Hold 'em and Fold 'em: Towards Human-scale, Feedback-Controlled Soft Origami Robots

TL;DR

This work tackles the dual challenges of proprioceptive feedback control and actuation under human-scale loads in soft robotics. It introduces a fluidic-actuated, one-DOF Kresling origami actuator with embedded capacitive sensors for proprioception, demonstrated via closed-loop position control and an open-loop three-actuator balance board capable of supporting a rider. The authors develop a kinematic model with a linear inverse relation $L = 0.22\xi + 10.4$ mm (with $\xi$ in degrees) and achieve high sensor sensitivity through finite element analysis-driven electrode optimization, achieving $R^2$-accurate length estimation without vision.

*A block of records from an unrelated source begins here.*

PR #233, opened 2018-04-20
User/bsmithvt/sqlserver serilog auditing

bsmithvt:


Fabric.Authorization.Persistence.SqlServer/Stores/SqlServerUserStore.cs
```diff
@@ -134,28 +139,33 @@ public SqlServerUserStore(IAuthorizationDbContext authorizationDbContext)
...
+                };
+
+                AuthorizationDbContext.RoleUsers.Add(roleUser);
+                roleUsers.Add(roleUser);
             }
 
-            await _authorizationDbContext.SaveChangesAsync();
-            return user;            
+            await AuthorizationDbContext.SaveChangesAsync();
+            await EventService.RaiseEventAsync(new EntityBatchAuditEvent<RoleUser>(EventTypes.EntityCreatedEvent, roleUsers));
```
michaelvidal24: In this case should we just use EntityAuditEvent and audit the User domain object, instead of the RoleUser entity object? I think we would get a more holistic picture of what changed if we audit the domain object changes. I think this would apply to GroupRoles and GroupUsers too. Thoughts?

bsmithvt: I actually had it implemented that way at first, but wasn't sure if the log would contain what actually changed (the many to many entities) in these scenarios. I think it makes sense to change it back like you suggested.

bsmithvt: @michaelvidal24, I'm thinking of adding a new event type called `ChildEntityCreated` and `ChildEntityDeleted` for these scenarios so we have some extra context. Do you think this makes sense?

michaelvidal24: As opposed to caputuring the whole parent entity w/ children? Or in addition to? I like the idea if it is in addition to capturing the whole domain entity. We'll just have to make sure it doesn't hurt performance, which we'll know that by looking at the results of the peformance tests in the release pipeline.

bsmithvt: I meant in addition to capturing the whole domain entity. Otherwise adding roles to a group will appear as a "group created" event.

michaelvidal24: Makes sense to me.

PR #238, opened 2018-04-24
updated group name input on add custom group page to be a typeahead

kpaul:
when a user starts to enter a custom group a search will be done against existing custom groups and those with a name that starts with what the user enters will be returned. the user can then select an existing group or enter a new one.

### DIFF
--- a/Fabric.Authorization.AccessControl/src/app/modules/access-control/custom-group/custom-group.component.html
+++ b/Fabric.Authorization.AccessControl/src/app/modules/access-control/custom-group/custom-group.component.html
@@ -8,6 +8,7 @@
         <div class="form-errors" *ngIf="groupNameinvalid" [innerText]="groupNameError"></div>
     </div>
     <div>
+        <div *ngIf="customGroups.length > 0">Select an existing group:</div>
         <ul *ngFor="let group of customGroups">
             <li>
                 <hc-checkbox [id]="group.id" [(ngModel)]="group.selected" (click)="customGroupSelected(group)">{{group.groupName}}</hc-checkbox>
--- a/Fabric.Authorization.AccessControl/src/app/modules/access-control/custom-group/custom-group.component.html
+++ b/Fabric.Authorization.AccessControl/src/app/modules/access-control/custom-group/custom-group.component.html
@@ -4,7 +4,15 @@
     </h3>
     <div class="input-combo">
         <input hc-input class="hc-input" required [(ngModel)]="groupName" [readOnly]="editMode" [highlight]="groupNameinvalid" (keyup)="groupNameSubject.next($event.target.value)">
+        <i [class]="searchingGroup ? 'btn-icon fa fa-spinner fa-pulse fa-fw' : 'btn-icon fa fa-search'"></i>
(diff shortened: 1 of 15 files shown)


Fabric.Authorization.Domain/Services/GroupService.cs
```diff
@@ -202,5 +202,20 @@ public class GroupService
...
         }
+
+        public async Task<IEnumerable<Group>> GetGroups(string name, string type)
+        {
+            if (!string.IsNullOrEmpty(type))
+            {
+                type = type.ToLower();
+                if (!type.Equals("custom") && !type.Equals("directory"))
+                {
+                    throw new BadRequestException<Group>("Invalid type provided. If provided valid values are custom or directory");
```
michaelvidal24: Since this is in the domain layer, should we change this to an InvaildOperationException? "Bad Request" is an HTTP type of concept which I don't think we should have in the domain layer. The Web layer can catch the InvalidOperationException and create a bad request response.

Fabric.Authorization.Domain/Services/GroupService.cs
```diff
@@ -202,5 +202,20 @@ public class GroupService
 
             return await _groupStore.DeleteUserFromGroup(group, user);
         }
+
+        public async Task<IEnumerable<Group>> GetGroups(string name, string type)
+        {
+            if (!string.IsNullOrEmpty(type))
+            {
+                type = type.ToLower();
```
bsmithvt: We have a `CustomSource` constant in `GroupConstants`. Perhaps we can use that here and and another `DirectorySource` constant to that class for use everywhere?

kpaul: good call, I forgot about that.

Fabric.Authorization.AccessControl/src/app/modules/access-control/custom-group/custom-group.component.html
```diff
@@ -3,9 +3,18 @@ <h3 class="h3">
...
     <div class="input-combo">
-        <input hc-input class="hc-input" required [(ngModel)]="groupName" [readOnly]="editMode" [highlight]="groupNameinvalid" (keyup)="groupNameSubject.next($event.target.value)">
+        <input hc-input class="hc-input" required [(ngModel)]="groupName" [readOnly]="editMode" [highlight]="groupNameinvalid" (keyup)="groupNameSubject.next($event.target.value)" placeholder="enter group name">
+        <i [class]="searchingGroup ? 'btn-icon fa fa-spinner fa-pulse fa-fw' : 'btn-icon fa fa-search'"></i>
         <div class="form-errors" *ngIf="groupNameinvalid" [innerText]="groupNameError"></div>
     </div>
+    <div class="scroll-list">
+        <div *ngIf="customGroups.length > 0"><span>Select an existing group:</span></div>
+        <ul>
+            <li *ngFor="let group of customGroups">
```
benjanderson: not using the scroll-table will make it not consistent with the member page. I am ok converting over that component to using <li> but I would prefer them to be consistent.

kpaul: Ok sure, I can change the scroll list to be a scroll-table

PR #254, opened 2018-05-29
1) updated README.md, 2) updated default IdP search service URI

bsmithvt:


Fabric.Authorization.AccessControl/README.md
```diff
@@ -1,13 +1,93 @@
 # Fabric.Authorization.AccessControl
 An Angular 5 routed module for managing access in Fabric.Authorization
 
+# Documentation
+[Requirements](https://healthcarequalitycatalyst.sharepoint.com/:o:/r/productdev/_layouts/15/WopiFrame.aspx?sourcedoc={32fa060b-915f-4641-a046-5f538a42f52b}&action=edit&wdLOR=&wd=target%28%2F%2FSprint%20Notes%2FFabricApp.one%7Cc10158a6-70a1-436e-b1be-cfe0af705094%2FAccess%20control%20portal%20Phase%201%7C470b5cf5-9bfa-4f42-b83d-78fd94fa3d17%2F%29)
```
ryanorbaker: not sure what option we have, but I'm not sure I like the idea of a catalyst sharepoint URL in a github (public) readme.

bsmithvt: I thought this specific README document was for internal developers only who want to set up their local machines to run the sample application, but I could be wrong. Is Cashmere something that will be open to the public? Because the document references that as well.

PR #255, opened 2018-05-30
Fixed an issue where we weren't checking to see if the user had permi…

michaelvidal24:
…ssions to manage roles tied to groups.

### DIFF
--- a/Fabric.Authorization.API/Modules/GroupsModule.cs
+++ b/Fabric.Authorization.API/Modules/GroupsModule.cs
@@ -267,12 +267,9 @@ namespace Fabric.Authorization.API.Modules
                 return errorResponse;
             }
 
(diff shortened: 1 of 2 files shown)


Fabric.Authorization.API/Modules/GroupsModule.cs
```diff
@@ -439,5 +440,20 @@ private Negotiator ValidateGroupUserRequest(GroupUserRequest groupUserRequest)
             }
             return null;
         }
+
```
bsmithvt: Can this method also be used in the `AddRolesToGroup` function? Perhaps it would need a minor refactor to accomplish that.

michaelvidal24: We could potentially extract a function that iterates through roles and checks write access. I'll refactor that.

PR #259, opened 2018-06-04
No space when storing authorization client secret

ctediz:
Had to cast and trim, trim/cast alone were not enough

### DIFF
--- a/Fabric.Authorization.API/scripts/Install-Authorization-Windows.ps1
+++ b/Fabric.Authorization.API/scripts/Install-Authorization-Windows.ps1
@@ -633,7 +633,7 @@ $body = @'
 '@
 
 Write-Host "Registering Fabric.Authorization Client."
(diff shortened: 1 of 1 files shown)


Fabric.Authorization.API/scripts/Install-Authorization-Windows.ps1
```diff
@@ -633,7 +633,7 @@ $body = @'
 '@
 
 Write-Host "Registering Fabric.Authorization Client."
-$authorizationClientSecret = Add-ClientRegistration -authUrl $identityServerUrl -body $body -accessToken $accessToken
+$authorizationClientSecret = ([string](Add-ClientRegistration -authUrl $identityServerUrl -body $body -accessToken $accessToken)).Trim()
```
michaelvidal24: Do we also need to cast to a string and then trim when we are adding the Api registration above in line 617?

PR #261, opened 2018-06-11
Migrate all users from EDWAdmin to DosAdmin.

hc-jordenlowe:
Adapted code from https://github.com/HealthCatalyst/Fabric.Authorization/commit/823c2e946514a5915c1ed7ebec6ed883c1276406#diff-e81f46f8c24fc699274b63f0d42b2674

Created a function to get all users from EDWAdmin.  The neat thing is that this should only be users.  Groups should not have a role 'EDW Admin'.  The function could be reused, so I left it with a generic 'Get-EdwAdminUsersAndGroups', but could rename it to 'Get-EdwAdminUsers'.

After getting the users, we call 'Add-ListOfUsersToDosAdminRole' which is very similar to 'Add-AccountToDosAdminRole', but we do not check AD to verify that there is a user or group of that name.  Moreover it processes a list.  The for loop will swallow exceptions, but will print the error for the user in the script.  If the user exists, we will catch the 409 and will update the user saying we already of that user.

### DIFF
--- a/Fabric.Authorization.API/scripts/Install-Authorization-Windows.ps1
+++ b/Fabric.Authorization.API/scripts/Install-Authorization-Windows.ps1
@@ -247,6 +247,67 @@ function Invoke-MonitorShallow($authorizationUrl) {
     Invoke-RestMethod -Method Get -Uri $url
 }
 
+function Get-EdwAdminUsersAndGroups($connectionString) {	
+    $connection = New-Object System.Data.SqlClient.SqlConnection($connectionString)	
+    $sql = "SELECT i.IdentityID, i.IdentityNM, r.RoleNM	
+            FROM [CatalystAdmin].[RoleBASE] r	
+            INNER JOIN [CatalystAdmin].[IdentityRoleBASE] ir	
+                ON r.RoleID = ir.RoleID	
+            INNER JOIN [CatalystAdmin].[IdentityBASE] i	
+                ON ir.IdentityID = i.IdentityID	
+            WHERE RoleNM = 'EDW Admin'";	
+    $command = New-Object System.Data.SqlClient.SqlCommand($sql, $connection)	
+    
+    $usersAndGroups = @();	
+    try {	
+        $connection.Open()    	
+        $reader = $command.ExecuteReader()	
+        while ($reader.Read()) {	
+            $usersAndGroups += $reader['IdentityNM']	
+        }	
+        $connection.Close()        	
+    
+    }	
+    catch [System.Data.SqlClient.SqlException] {	
+        Write-Error "An error ocurred while executing the command. Please ensure the connection string is correct and the metadata database has been setup. Connection String: $($connectionString). Error $($_.Exception.Message)"  -ErrorAction Stop	
+    }    	
+    
+    return $usersAndGroups;	
+}	
+    	
+function Add-ListOfUsersToDosAdminRole($edwAdminUsers, $connString, $authorizationServiceUrl, $accessToken) {	   
+    # Get the role once, should be same for every user.
+    $role = Get-Role -name "dosadmin" -grain "dos" -securableItem "datamarts" -authorizationServiceUrl $authorizationServiceUrl -accessToken $accessToken
+
+    # For each user, loop and try to add the user to the API.  
+    # Do not validate it to AD like the Add-AccountToDosAdminRole function.
+    foreach ($edwAdmin in $edwAdminUsers) {	
+        if ([string]::IsNullOrWhiteSpace($edwAdmin)) {
+            continue
+        }
+
+        try {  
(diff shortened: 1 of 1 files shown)


Fabric.Authorization.API/scripts/Install-Authorization-Windows.ps1
```diff
@@ -247,6 +247,63 @@ function Invoke-MonitorShallow($authorizationUrl) {
...
+        $connection.Open()    	
+        $reader = $command.ExecuteReader()	
+        while ($reader.Read()) {	
+            $usersAndGroups += $reader['IdentityNM']	
+        }	
+        $connection.Close()        	
+    
+    }	
+    catch [System.Data.SqlClient.SqlException] {	
+        Write-Error "An error ocurred while executing the command. Please ensure the connection string is correct and the metadata database has been setup. Connection String: $($connectionString). Error $($_.Exception.Message)"  -ErrorAction Stop
```
hc-jordenlowe: If we cannot connect to the EDWAdmin database, this will stop the script.  Is that a good thing?  This executes near the bottom, so this wouldnt stop the process.  If we want to make this a warning, we could remove the ErrorAction Stop part.

ctediz:
Wasn't something similar removed is it coming back now?

Fabric.Authorization.API/scripts/Install-Authorization-Windows.ps1
michaelvidal24: I think it's probably safe to keep this. If we can't connect to the DB to get the users, there is no need to run any steps beyond the query anyway.

Fabric.Authorization.API/scripts/Install-Authorization-Windows.ps1
```diff
@@ -709,4 +766,12 @@ if ($adminAccount) {Add-InstallationSetting "authorization" "adminAccount" "$adm
 
 Invoke-MonitorShallow "$authorizationServiceUrl"
 
+Write-Host "Upgrading all the users with an 'EDW Admin' role to also have the dosadmin Fabric.Auth role"	+Read-Host -Prompt "Installation complete, press Enter to exit"
```
michaelvidal24: Do we need to remove the `Read-Host` here?

Fabric.Authorization.API/scripts/Install-Authorization-Windows.ps1
```diff
@@ -247,6 +247,63 @@ function Invoke-MonitorShallow($authorizationUrl) {
...
+    
+    }	
+    catch [System.Data.SqlClient.SqlException] {	
+        Write-Error "An error ocurred while executing the command. Please ensure the connection string is correct and the metadata database has been setup. Connection String: $($connectionString). Error $($_.Exception.Message)"  -ErrorAction Stop	
+    }    	
+    
+    return $usersAndGroups;	
+}	
+    	
+function Add-ListOfUsersToDosAdminRole($edwAdminUsers, $domain, $connString, $authorizationServiceUrl, $accessToken) {
```
michaelvidal24: Since we aren't validating users against the domain, should we drop the $domain parameter?

Fabric.Authorization.API/scripts/Install-Authorization-Windows.ps1
```diff
@@ -709,4 +766,12 @@ if ($adminAccount) {Add-InstallationSetting "authorization" "adminAccount" "$adm
 
 Invoke-MonitorShallow "$authorizationServiceUrl"
 
+Write-Host "Upgrading all the users with an 'EDW Admin' role to also have the dosadmin Fabric.Auth role"	+Read-Host -Prompt "Installation complete, press Enter to exit"
+# There are no groups that will have 'EDW Admin'.  Should be only users.
+# For more information check out PBI 143708
+$edwAdminUsers = Get-EdwAdminUsersAndGroups -connectionString $metadataConnStr	
+Write-Host "There are $($edwAdminUsers.Count) users with this role"	
+Write-Host ""	
+Add-ListOfUsersToDosAdminRole -edwAdminUsers $edwAdminUsers -domain $currentUserDomain -connString $authorizationDbConnStr -authorizationServiceUrl "$authorizationServiceUrl/v1" -accessToken $accessToken
```
michaelvidal24: I think we can drop the `-domain` parameter.

Fabric.Authorization.API/scripts/Install-Authorization-Windows.ps1
hc-jordenlowe: oh, i guess this was something that got thrown on that line.  I will remove it.  It is a duplicate.

Fabric.Authorization.API/scripts/Install-Authorization-Windows.ps1
hc-jordenlowe: yep, we can remove that.

PR #88, opened 2017-09-13
Configure max frame size

seanmonstar:
- Adds `max_frame_size` to client and server builders
- Pushes max_frame_size into Codec
- Detects when the Codec triggers an error from a frame too big
- Sends a GOAWAY when FRAME_SIZE_ERROR is encountered reading a frame

Depends on #87

### DIFF
--- a/src/codec/framed_read.rs
+++ b/src/codec/framed_read.rs
@@ -1,6 +1,6 @@
 use codec::RecvError;
-use frame::{self, Frame, Kind};
-use frame::DEFAULT_SETTINGS_HEADER_TABLE_SIZE;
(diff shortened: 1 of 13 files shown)


src/codec/framed_read.rs
```diff
@@ -258,3 +263,15 @@ where
         }
     }
 }
+
+fn map_err(err: io::Error) -> RecvError {
+    use std::error::Error;
+
+    if let io::ErrorKind::InvalidData = err.kind() {
+        // woah, brittle...
```
carllerche: Could you add a comment referencing the issue in tokio-io to fix this?

PR #91, opened 2017-09-14
add Client config to disable server push

seanmonstar:
- Adds `Client::builder().enable_push(false)` to disable push
- Client sends a GO_AWAY if receiving a push when it's disabled

### DIFF
--- a/src/client.rs
+++ b/src/client.rs
@@ -176,6 +176,12 @@ impl Builder {
         self
     }
 
+    /// Enable or disable the server to send push promises.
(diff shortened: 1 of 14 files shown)


carllerche:
Should PUSH_PROMISE be enabled or disabled by default?

seanmonstar:
The spec claims the enable push setting is enabled by default.

seanmonstar:
However, if a user doesn't plan to accept push promises, by not polling for them, then perhaps it's better for them to be disabled, so a server knows... But then, if a user did want them, they might assume it is enabled by default, because the spec says it is...

PR #96, opened 2017-09-18
Add `fixtures`, `examples`, and `util` to Codecov ignore list

hawkw:
We probably don't care about covering code in these directories, so exclude them from test coverage.


carllerche:
Could you add `src/hpack/test`?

The work provides a complete design-and-control workflow, including CAD generation, a dedicated fluidic control board, ROS nodes, and open-access code and CAD files to advance portable soft robots for everyday tasks.

Abstract

An underdeveloped capability in soft robotics is proprioceptive feedback control, where soft actuators can be sensed and controlled using only sensors on the robot's body. Additionally, soft actuators are often unable to support human-scale loads due to the extremely compliant materials in use. Developing both feedback control and the ability to actuate under large loads (e.g. 500 N) are key capacities required to move soft robotics into everyday applications. In this work, we independently demonstrate these key factors towards controlling and actuating human-scale loads: proprioceptive (embodied) feedback control of a soft, pneumatically-actuated origami robot; and actuation of these origami origami robots under a person's weight in an open-loop configuration. In both demonstrations, the actuators are controlled by internal fluidic pressure. Capacitive sensors patterned onto the robot provide position estimation and serve as input to a feedback controller. We demonstrate position control of a single actuator during stepped setpoints and sinusoidal trajectory following, with root mean square error (RMSE) below 4 mm. We also showcase the actuator's potential towards human-scale robotics as an "origami balance board" by joining three actuators into an open-loop controlled system with a platform that varies its height, roll, and pitch. This work contributes to the field of soft robotics by demonstrating closed-loop feedback position control without visual tracking as an input and lightweight, soft actuators that can support a person's weight. The project repository, including videos, CAD files, and ROS code, is available at https://parses-lab.github.io/kresling_control.

Figures (11)

• Figure 1: The origami actuator (a) overview and (b) under fluidic actuator. Photographs of (c) the low actuator mass, (d) actuators at different scales, and (e) a rider preparing to step onto the demonstration balance board.
• Figure 2: (left) The fluidic control board, further discussed in section 6.2 (right) A photograph of the system components including: Kresling actuators, the base plate, and pneumatic tubing entering the side of the base frame.
• Figure 3: A photograph of the flexible TPU filament used for 3D printing.
• Figure 4: The parameters of the Kresling structure (a) from the bottom face looking up and (b) in 3D
• Figure 5: Finite element electrode modeling. (a) The initial electrode shapes IC1-IC5 and OC5. The optimized sensitivities are presented in the top left corners. (b) The simulation results for electrode shapes OC1$-$OC5 and the triangle electrode. Inset:$\Delta C_{65}$.